Marilyn Monroe (born Norma Jeane Mortenson; June 1, 1926 – August 5, 1962) was an American actress and model. Famous for playing comic “dumb blonde” characters, she became one of the most popular sex symbol of the 1950s and was emblematic of the era’s attitudes towards sexuality. Although she was a top-billed actress for only a decade, her films grossed $200 million by the time of her unexpected death in 1962. More than half a century after her death, she continues to be considered a major popular culture icon.

Born and raised in Los Angeles, Monroe spent most of her childhood in foster homes and an orphanage and married at the age of sixteen. While working in a radioplane factory in 1944 as part of the war effort, she was introduced to a photographer from the First Motion Picture Unit and began a successful pin-up modeling career. The work led to short-lived film contracts with Twentieth Century-Fox (1946–1947) and Columbia Pictures (1948). After a series of minor film roles, she signed a new contract with Fox in 1951. Over the next two years, she became a popular actress with roles in several comedies, including As Young as You Feel and Monkey Business, and in the dramas Clash by Night and Don’t Bother to Knock. Monroe faced a scandal when it was revealed that she had posed for nude photos before becoming a star, but rather than damaging her career, the story resulted in increased interest in her films.

Monroe’s troubled private life received much attention. She struggled with substance abuse, depression, and anxiety. She had two highly publicized marriages, to retired baseball star Joe DiMaggio and playwright Arthur Miller, both of which ended in divorce.

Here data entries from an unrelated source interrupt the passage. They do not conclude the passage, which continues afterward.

PR #1917, opened 2024-06-09
[owc] Add fmemalloc syscall

tyama501:
PR for adding fmemalloc syscall for OpenWatcom regarding
https://github.com/ghaerr/elks/pull/1912#issuecomment-2150346984

Let me know if something is wrong.

Thank you!

### DIFF
--- a/libc/include/malloc.h
+++ b/libc/include/malloc.h
@@ -29,6 +29,9 @@ extern void *(*__alloca_alloc)(size_t);
 #define malloc(x) ((*__alloca_alloc)(x))
 #endif
 
+/* request paras from main memory, returns segment */
+int _fmemalloc(int paras, unsigned short *pseg);
+
 /* alloc from main memory */
 void __far *fmemalloc(unsigned long size);
 
--- a/libc/include/malloc.h
+++ b/libc/include/malloc.h
@@ -29,10 +29,8 @@ extern void *(*__alloca_alloc)(size_t);
 #define malloc(x) ((*__alloca_alloc)(x))
 #endif
 
-/* request paras from main memory, returns segment */
-int _fmemalloc(int paras, unsigned short *pseg);
-
 /* alloc from main memory */
 void __far *fmemalloc(unsigned long size);
+int _fmemalloc(int paras, seg_t *pseg);
 
 #endif
--- a/libc/watcom/syscall/fmemalloc.c
+++ b/libc/watcom/syscall/fmemalloc.c
@@ -1,41 +1,14 @@
 /****************************************************************************
 *
-*                            Open Watcom Project
-*
-* Copyright (c) 2002-2019 The Open Watcom Contributors. All Rights Reserved.
-*    Portions Copyright (c) 1983-2002 Sybase, Inc. All Rights Reserved.
-*
-*  ========================================================================
-*
-*    This file contains Original Code and/or Modifications of Original
-*    Code as defined in and that are subject to the Sybase Open Watcom
-*    Public License version 1.0 (the 'License'). You may not use this file
-*    except in compliance with the License. BY USING THIS FILE YOU AGREE TO
-*    ALL TERMS AND CONDITIONS OF THE LICENSE. A copy of the License is
-*    provided with the Original Code and Modifications, and is also
-*    available at www.sybase.com/developer/opensource.
-*
-*    The Original Code and all software distributed under the License are
-*    distributed on an 'AS IS' basis, WITHOUT WARRANTY OF ANY KIND, EITHER
-*    EXPRESS OR IMPLIED, AND SYBASE AND ALL CONTRIBUTORS HEREBY DISCLAIM
-*    ALL SUCH WARRANTIES, INCLUDING WITHOUT LIMITATION, ANY WARRANTIES OF
-*    MERCHANTABILITY, FITNESS FOR A PARTICULAR PURPOSE, QUIET ENJOYMENT OR
-*    NON-INFRINGEMENT. Please see the License for the specific language
-*    governing rights and limitations under the License.
-*
-*  ========================================================================
-*
 * Description:  ELKS _fmemalloc() system call.
 *
 ****************************************************************************/
 
-
 #include <malloc.h>
 #include "watcom/syselks.h"
 
-int _fmemalloc( int __paras, unsigned short *__pseg )
+int _fmemalloc( int __paras, seg_t *__pseg )
 {
-    sys_set_ptr_seg(__pseg);
     sys_setseg(__pseg);
     syscall_res res = sys_call2( SYS_fmemalloc, __paras, __pseg);
     __syscall_return( int, res );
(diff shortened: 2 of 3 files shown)


ghaerr:
Hello @tyama501,

This looks great, nice job!

However, I think there is an error, a bit hard to explain, having to do with my suggestion to use `_sbrk` as an example for `_fmemalloc`. The issue is that `_sbrk` returns a pointer through its second argument (from the kernel), while `_fmemalloc` only returns a segment (`seg_t`, same as `unsigned short`). I will explain directly in the code review area.

Thank you!

libc/include/malloc.h
```diff
@@ -29,6 +29,9 @@ extern void *(*__alloca_alloc)(size_t);
 #define malloc(x) ((*__alloca_alloc)(x))
 #endif
 
+/* request paras from main memory, returns segment */
+int _fmemalloc(int paras, unsigned short *pseg);
```
ghaerr: Lets use `seg_t *` rather than `unsigned short *` to better indicate that the system call returns a segment number.

libc/watcom/syscall/fmemalloc.c
```diff
@@ -0,0 +1,42 @@
...
+*    The Original Code and all software distributed under the License are
+*    distributed on an 'AS IS' basis, WITHOUT WARRANTY OF ANY KIND, EITHER
+*    EXPRESS OR IMPLIED, AND SYBASE AND ALL CONTRIBUTORS HEREBY DISCLAIM
+*    ALL SUCH WARRANTIES, INCLUDING WITHOUT LIMITATION, ANY WARRANTIES OF
+*    MERCHANTABILITY, FITNESS FOR A PARTICULAR PURPOSE, QUIET ENJOYMENT OR
+*    NON-INFRINGEMENT. Please see the License for the specific language
+*    governing rights and limitations under the License.
+*
+*  ========================================================================
+*
```
ghaerr: Since this code is actually written by yourself from scratch, and did not come from Open Watcom as a previously-existing system call, lines 2-27 can be deleted.

libc/watcom/syscall/fmemalloc.c
```diff
@@ -0,0 +1,42 @@
...
+****************************************************************************/
+
+
+#include <malloc.h>
+#include "watcom/syselks.h"
+
+int _fmemalloc( int __paras, unsigned short *__pseg )
+{
+    sys_set_ptr_seg(__pseg);
```
ghaerr: There is a bug here calling `sys_set_ptr_seg`, and the line should be deleted. The reason is a bit complicated: in the `_sbrk` code, the argument is `void **__pnewbrk`, which is a pointer to a pointer, unlike here, where we only have a pointer to an unsigned short.

So there are two pointer indirections. The first indirection is used by the kernel, and the `sys_setseg` call sets DS to the segment to be used, and the offset is passed in `(unsigned)__pnewbrk` (see sbrk.c). Thus the kernel gets the DS value from `current->t_regs.ds` and the offset from the (always near) `__pnewbrk` in the kernel.

The problem is that in large model, we actually need a system call that returns a pointer to another pointer. That's the `void *` that the first `*` is pointing to. Now, in large model, that pointer is 4 bytes long, and the offset has been set by the kernel, but the segment portion the kernel knows nothing about. So, the definition of `sys_set_ptr_seg` is:
```
#if defined(__COMPACT__) || defined(__LARGE__)
#define sys_set_ptr_seg(ptr)    \
    (*((unsigned *)(ptr) + 1) = (unsigned long)(ptr) >> 16)
#else
#define sys_set_ptr_seg(ptr)    /* DS already set in return pointer in small/medium */
#endif
```
This bit of magic code sets the segment portion of the second pointer to the segment being passed to the system call (which will almost always be DS or SS).

In our case for `_fmemalloc`, the system call only returns a segment number, not a pointer. Thus, this call writes two bytes of segment in the memory address 2 bytes past the address of the variable the programmer passed to the system call wrapper!

In the small/medium case, pointers are only 2 bytes, so the `sys_set_ptr_seg` does nothing. In all cases, this should not be performed for `_fmemalloc`.

I hope this makes sense!!

libc/watcom/syscall/fmemalloc.c
```diff
@@ -0,0 +1,42 @@
...
+    sys_setseg(__pseg);
+    syscall_res res = sys_call2( SYS_fmemalloc, __paras, __pseg);
```
ghaerr, line 13: I thought the `wdis` code looked correct, but we should write `(unsigned)__pseg` to ensure that only the offset portion of `__pseg` is loaded into registers by the `sys_call2` macro. See sbrk.c for example.

libc/include/malloc.h
tyama501: It is also used for gcc-ia16. Is it ok to modify without ifdef or something?

ghaerr: Yes, the `seg_t` type should be picked up from types.h. This renaming is all part of an ongoing cleanup for ELKS.

libc/watcom/syscall/fmemalloc.c
tyama501: Hmm, difficult:)
I will try to understand, and the fix the codes but is this mean the small model has not been affected?
If it is so, the root cause of the program not working may be different.

Thank you.

ghaerr: > I will try to understand, and the fix the codes but is this mean the small model has not been affected?

True, including the `sys_set_ptr_seg` will have no effect in small model, and thus the root cause could be something else. We are dealing with lots of new variables. That is why I suggest possibly trying to test `fmemalloc` directly in another test program. Nonetheless, `sys_set_ptr_seg` should be removed for this system call.

tyama501:
Hello @gharr,

I tested the fmemalloc with the following test code with the small model and the large model.
256 x 10Bytes allocation, write, and read were OK.

```
#include <stdio.h>
#include <malloc.h>

int main(){

  unsigned char __far *data[10];
  unsigned char __far *test_data;

  for (int i = 0; i < 10; i++) {
    printf("--- test %d ---\n", i);
    data[i] = (unsigned char __far *)fmemalloc(256);
    // write
    test_data = data[i];
    for (int j = 0; j < 256; j++) {
      *test_data = (unsigned char)j;
      test_data++;
    }
    // read
    test_data = data[i];
    for (int j = 0; j < 256; j++) {
      if (*test_data == (unsigned char)j) {
        printf("OK %d\n", *test_data);
      } else {
        printf("NG %d\n", *test_data);
      }
      test_data++;
    }
    getchar();
  }

  return 0;
}
```

Thank you.

ghaerr:
Thank you! Since `fmemalloc` now appears to be working, let me know what you think the next steps might want to be to figure out the problem discussed in https://github.com/ghaerr/elks/pull/1912#issuecomment-2156352406. Perhaps just some simpler version of the program you're trying to port (using `fopen` etc) to more quickly determine why the program is hanging. I can then try to duplicate on my end, without all the Japanese fonts, etc?

tyama501:
Sorry. A little bit late but I made another PR.

I will try it with smaller file to find whether it works or not.
Thank you!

On August 5, 1962, she died at age 36 from an overdose of barbiturates at her home in Los Angeles.

The possibility that Monroe had accidentally overdosed was ruled out, because the dosages found in her body were several times over the lethal limit. Her doctors stated that she had been prone to “severe fears and frequent depressions” with “abrupt and unpredictable” mood changes, and had overdosed several times in the past, possibly intentionally. Due to these facts and the lack of any indication of foul play, the coroner classified her death as a “probable suicide”.

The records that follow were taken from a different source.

PR #1941, opened 2024-07-27
[watcom] correct some C compiler, Librarian and Linker options

jmalak:
- remove WATDIR variable as useless and correct use of WATCOM variable which must contain path to OpenWatcom installation not to binaries, it is used by OpenWatcom tools to locate some configuration files etc.

- use neutral target for C compiler, option -bnone instead of target specific -bos2 it ensures that compiler don't define any target specific macros or use any other target specific setup, it uses header files with guards for standard DOS definition (more neutral) not for OS/2

- use -bos2 target for linker only, it define output format as OS/2 New Executable, but for ELKS OpenWatcom use should be better to use wcc and wlink instead of owcc driver, wlinker can specify output format without need to specify OS as with owcc

- enable wlinker message 1008 because disabling it mask unavailable libraries, the issue is correctly resolved by wlink option nodefaultlibs which ignore OpenWatcom standard libraries which can be defined in linking modules, it is suppresed by -fnostdlib for C compiler, now -fnostdlib can be removed but it is not necessary

- suppress use of INCLUDE environment variable by C compiler option -x, it ensure that no other path then command line for headers are used

- suppress all headers printing by removing -v option and adding -q option to wlib

### DIFF
--- a/elks/tools/objtools/ewcc
+++ b/elks/tools/objtools/ewcc
@@ -18,29 +18,26 @@ fi
 
 if [ -z "$WATCOM" ]
   then
-    echo "WATCOM= environment variable not set to compiler path"
-    exit
-fi
-
-if [ -z "$WATDIR" ]
-  then
-    echo "WATDIR= environment variable not set to Watcom source directory"
+    echo "WATCOM= environment variable not set"
     exit
 fi
 
 ELKSLIBCINCLUDE=$TOPDIR/libc/include
 ELKSINCLUDE1=$TOPDIR/include
 ELKSINCLUDE2=$TOPDIR/elks/include
-WATCINCLUDE=$WATDIR/bld/hdr/dos/h
+WATCINCLUDE=$WATCOM/h
 
 # owcc options:
+# -bnone                    # no target specific setup
 # -mcmodel={s,m,c,l}        # memory model
 # -march=i86                # 8086 codegen
-# -bos2                     # produce OS/2 exe
 # -std=c99                  # -Wc,-za99
 # -Wc,-zev                  # enable void arithmetic
 # -Wc,-wcd=N                # disable warning N
 # -Wc,-fpi87                # inline 8087 fp
+# -Wc,-x                    # ignore INCLUDE environment variable
+# -fno-stack-check          # don't generate stack check code
+# -fnostdlib                # don't refere standard libraries
 # unused:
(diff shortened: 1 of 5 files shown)


ghaerr:
Hello @jmalak,

Nice to see you here! Thank you very much for reviewing and enhancing the OpenWatcom setup and compilation scripts. Your comments about the new options added are helpful. I have tested the changes and things seem to work very well.

I had wondered about the `-bos2` option for the C compiler, does it just define `__OS2__` for various library code, or are there internal effects related to code generation? The source files this might most affect are some we brought over from OWC that are needed but it was not desired to try to recompile portions of the OpenWatcom C library ASM source (e.g. setjmp, etc). These are located in libc/watcom/asm.

I am thinking we shall set the `-fsigned-char` option as you've hinted in ewcc, so that code is more compatible with gcc.

I originally liked having `owcc -v` as it showed the `wcc` or `wlink` command line for clarity, but it is fine to remove it, now that most research regarding options is likely completed.

 @tyama501, this should fix the INCLUDES=/WATCINCLUDE= change you mentioned [here](https://github.com/ghaerr/elks/issues/1443#issuecomment-2239531123).

Thank you!

jmalak:
Hi @ghaerr ,

I have to commend you for the OpenWatcom configuration, it's nice only minimal changes were necessary. I already checked many projects using OpenWatcom but there it was copied from somewhere and it worked accordingly. Your project shows care and effort to get it right.
It is important to realize that your project is a new operating system, even if it is based on the Linux kernel, and therefore it is not possible to compile the sources either for Linux or for OS/2, even if you use the OS/2 NE format for executable files. I only found one clash with OpenWatcom for MAX_PATH macro, but it is not used frequently only one time in sources and it is overridden in your header correctly. We have several uses of OpenWatcom for embedded systems with their own operating system, e.g. RDOS is also in the official distribution, it is based on WIN32 API and PE executable format.

In the future, it might be better to refactor ewcc to use wcc directly, this allows you to use a lot of options directly without being restricted by the owcc driver, which uses a configuration file with some preferences but only for regular Operating systems to simplify use for user. The same goes for ewlink, it should also use wlink directly instead of owcc, it would be more useful here because it would be possible to easily change the format of the created files in case of extension or change, which owcc simply does not support. I will edit the Wiki to fix some things as we talked and reflect the changes I made. I apologize for my English, so if something is wrong, please correct it.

Monroe was an international star and her sudden death was front-page news in the United States and Europe. According to Lois Banner, “it’s said that the suicide rate in Los Angeles doubled the month after she died; the circulation rate of most newspapers expanded that month”, and the Chicago Tribune reported that they had received hundreds of phone calls from members of the public who were requesting information about her death. French artist Jean Cocteau commented that her death “should serve as a terrible lesson to all those, whose chief occupation consists of spying on and tormenting film stars”, her former co-star Laurence Olivier deemed her “the complete victim of ballyhoo and sensation”, and Bus Stop director Joshua Logan stated that she was “one of the most unappreciated people in the world”.

In the following decades, several conspiracy theories have been introduced to contradict suicide as the cause of Monroe’s death, including murder and accidental overdose. The murder speculations first gained mainstream attention with the publication of Norman Mailer’s Marilyn: A Biography in 1973, and in the following years became widespread enough for the Los Angeles County District Attorney John Van de Kamp to conduct a “threshold investigation” in 1982 to see whether a criminal investigation should be opened. No evidence of foul play was found.